How much does this cost for still images, and what happens to tokens if a run fails?
For still photography, RAWSHOT runs at about $0.55 per image, and a typical generation completes in roughly 30–40 seconds. That pricing model is useful because it stays understandable whether you are producing a handful of launch assets or scaling a large catalog refresh. Tokens never expire, which removes the pressure to overproduce just to use up balance, and there are no per-seat gates that force teams to buy access around headcount instead of actual image needs.
Failed generations refund their tokens automatically, so operators are not paying for broken runs. One-click cancellation is also built into the pricing flow, with the cancel button available directly on the pricing page rather than hidden behind support or sales. For commerce teams, that means budgeting stays tied to output volume and review discipline, not to opaque subscriptions and sunk-cost anxiety. The practical approach is to set style standards, generate selectively, and scale only after the first approved set proves the visual system.
Can we connect this to Shopify-scale catalogs or internal production systems by API?
Yes. RAWSHOT supports a browser GUI for single-shoot work and a REST API for larger production environments, so teams do not need to switch products when the workflow grows. That matters for brands moving from a creative pilot into repeatable catalog operations, because the same underlying engine, model logic, and pricing structure carry across both modes. You can standardise settings in the interface, validate quality on real products, and then extend the same production logic into batch-oriented pipelines tied to your internal systems.

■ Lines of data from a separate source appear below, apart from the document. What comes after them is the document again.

PR #311, opened 2021-01-29
Adds the refresh sort button to pop-class-nav

eireland:
Part of the bigger feedback sorting story. This just adds the refresh sort button. It doesn't do anything yet.

### DIFF
--- a/css/portal-dashboard/response-details/popup-class-nav.less
+++ b/css/portal-dashboard/response-details/popup-class-nav.less
@@ -144,7 +144,6 @@
       flex-flow: row;
       align-items: center;
       margin: 10px 0 0 20px;
-      cursor: pointer;
 
       .refreshButton {
         height: 30px;
@@ -153,6 +152,8 @@
         border: solid 1.5px @cc-charcoal-light1;
         border-radius: 5px;
         align-items: center;
+        cursor: pointer;
+
         &:hover {
           background-color: @cc-teal-light4;
         }
--- a/css/portal-dashboard/response-details/popup-class-nav.less
+++ b/css/portal-dashboard/response-details/popup-class-nav.less
@@ -87,7 +87,7 @@
     }
   }
   .popupClassNavControllers {
-    height: 183px;
+    height: 200px;
     padding-top: 10px;
 
     .spotlightToggle {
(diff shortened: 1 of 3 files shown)


js/containers/portal-dashboard/popup-class-nav.tsx
```diff
@@ -174,6 +176,17 @@ class PopupClassNav extends React.PureComponent<IProps>{
     );
   }
 
+  private renderRefreshButton = () => {
+    return (
+      <div className={css.refreshSortContainer}>
+        <button className={`${css.refreshButton}`}>
```
mklewandowski, line 182: Can be simplified to `<button className={css.refreshButton}>`

css/portal-dashboard/response-details/popup-class-nav.less
```diff
@@ -138,5 +138,50 @@
         color: @cc-charcoal;
       }
     }
+
+    .refreshSortContainer {
+      display: flex;
+      flex-flow: row;
+      align-items: center;
+      margin: 10px 0 0 20px;
+      cursor: pointer;
```
mklewandowski, line 147: I don't think you want this cursor on the container, but rather on the button.  Otherwise you get the weird affect where the cursor changes to the finger on the text (which isn't clickable) but not the button itself.  So delete `cursor: pointer;` above....

css/portal-dashboard/response-details/popup-class-nav.less
```diff
@@ -138,5 +138,50 @@
...
+
+      .refreshButton {
+        height: 30px;
+        width: 30px;
+        background-color: @cc-teal-light6;
+        border: solid 1.5px @cc-charcoal-light1;
+        border-radius: 5px;
+        align-items: center;
```
mklewandowski, line 155: ...and then add `cursor: pointer;` here inside the `refreshButton` class.

mklewandowski (approved):
👍 Looks good.  We need to tweak the `cursor: pointer;` CSS (per my comment, move it from the `refreshSortContainer` class and inside of the `refreshButton` class instead).  And there is one line where you can simplify the CSS string.  However, I'm going to approve in case you want to make the changes and merge tonight or this weekend and the approval holds up your work.

PR #312, opened 2021-02-01
Fix bad regex in resource url parser

dougmartin:
The regex was returning the last id digit instead of all the id digits.  This wasn't caught in the test coverage as the tests all used single digit ids.


scytacki (approved):
Looks good to me.

PR #313, opened 2021-02-02
Add logging username to report state

dougmartin:
Adds the username in the form of `<userid>@<domain>` to the report state so that it can used when logging


scytacki (approved):
looks good to me.

I wish our user naming was more consistent but now isn't the time to fix it.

For ecommerce operations, the advantage is continuity. There is no separate "enterprise edition" that changes the core product or hides scale features behind a different toolset, and there are no per-seat gates forcing awkward access decisions. RAWSHOT is also PLM-integration ready and provides a signed audit trail per image, which supports downstream traceability when assets move across merchandising, publishing, and compliance workflows. In practice, teams should use the GUI to lock standards and the API to repeat them at catalog scale.

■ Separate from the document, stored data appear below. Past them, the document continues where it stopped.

PR #502, opened 2025-05-20
feat: Last Run column (CLASSDASH-67)

emcelroy:
[CLASSDASH-67](https://concord-consortium.atlassian.net/browse/CLASSDASH-67)

Adds a Last Run column to the Class Dashboard that shows when students last worked on an offering. The column can be hidden or shown by selecting a new "Hide Last Run column" option in the main hamburger menu.

[Demo on Branch URL](https://portal-report.concord.org/branch/last-run-column/index.html?portal-dashboard=true)

[CLASSDASH-67]: https://concord-consortium.atlassian.net/browse/CLASSDASH-67?atlOrigin=eyJpIjoiNWRkNTljNzYxNjVmNDY3MDlhMDU5Y2ZhYzA5YTRkZjUiLCJwIjoiZ2l0aHViLWNvbS1KU1cifQ

### DIFF
--- a/css/portal-dashboard/level-viewer.less
+++ b/css/portal-dashboard/level-viewer.less
@@ -4,7 +4,7 @@
 @margin: 20px;
 
 .levelViewer {
-  min-width: calc(100vw - 348px); // 100% of the screen minus the width of the sidebar
+  min-width: calc(100vw - @left-panel-width);
   border-bottom:1.5px solid @cc-teal-light2;
   position: relative;
   height: @top-nav-level-viewer-height;
--- a/css/portal-dashboard/level-viewer.less
+++ b/css/portal-dashboard/level-viewer.less
@@ -4,7 +4,7 @@
 @margin: 20px;
 
 .levelViewer {
-  min-width: calc(100vw - 240px);
+  min-width: calc(100vw - 348px); // 100% of the screen minus the width of the sidebar
   border-bottom:1.5px solid @cc-teal-light2;
   position: relative;
   height: @top-nav-level-viewer-height;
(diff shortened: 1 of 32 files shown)


js/api.ts
```diff
@@ -240,6 +241,26 @@ export function fetchPortalDataAndAuthFirestore(): Promise<IPortalRawData> {
...
+    }
+
+    if (classData.students) {
+      classData.students.forEach((student: any) => {
+        if (student.user_id && lastRunMap[student.user_id] !== undefined) {
+          student.last_run = lastRunMap[student.user_id];
+        }
+      });
+    }
+
```
emcelroy, line 263: I'm particularly interested in thoughts on this. It seemed like the best option to me, but required altering the `data` files used for tests and the demo view.

I think we could alternatively keep the `last_run` information in the offering data and look up the values whenever we need it while we're iterating over the students. But I'm not sure that would be better or even as good as this.

css/portal-dashboard/level-viewer.less
```diff
@@ -4,7 +4,7 @@
 @margin: 20px;
 
 .levelViewer {
-  min-width: calc(100vw - 240px);
+  min-width: calc(100vw - 348px); // 100% of the screen minus the width of the sidebar
```
dougmartin, line 7: Could we create a LESS variable to hold the sidebar width?

js/api.ts
dougmartin: Seems good to optimize here like you have done when you get the portal data. We could also update the portal to return the `last_run` in the class data.

dougmartin (approved):
Looks great :+1:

Can a small team start in the UI and later scale to thousands of styled images?
Yes, and that continuity is one of the main operational strengths of RAWSHOT. A small team can begin by directing a handful of images in the browser, approving garment fidelity and visual style, and building an internal standard around those controls. When volume increases, the workflow does not need to be reinvented. The same engine supports larger runs through the REST API, which means scale comes from repeating a proven system rather than translating creative intent into a second, more technical product.
This matters because growth usually breaks image workflows before it breaks product demand. If every new operator interprets the visual brief differently, quality drifts, review cycles expand, and SKU throughput slows down. RAWSHOT keeps the rules visible: click-based controls, explicit output settings, clear token economics, permanent worldwide commercial rights, and provenance on every file. The practical takeaway is to build your style system early in the interface, then scale that exact system across teams, channels, and product ranges without changing the production logic.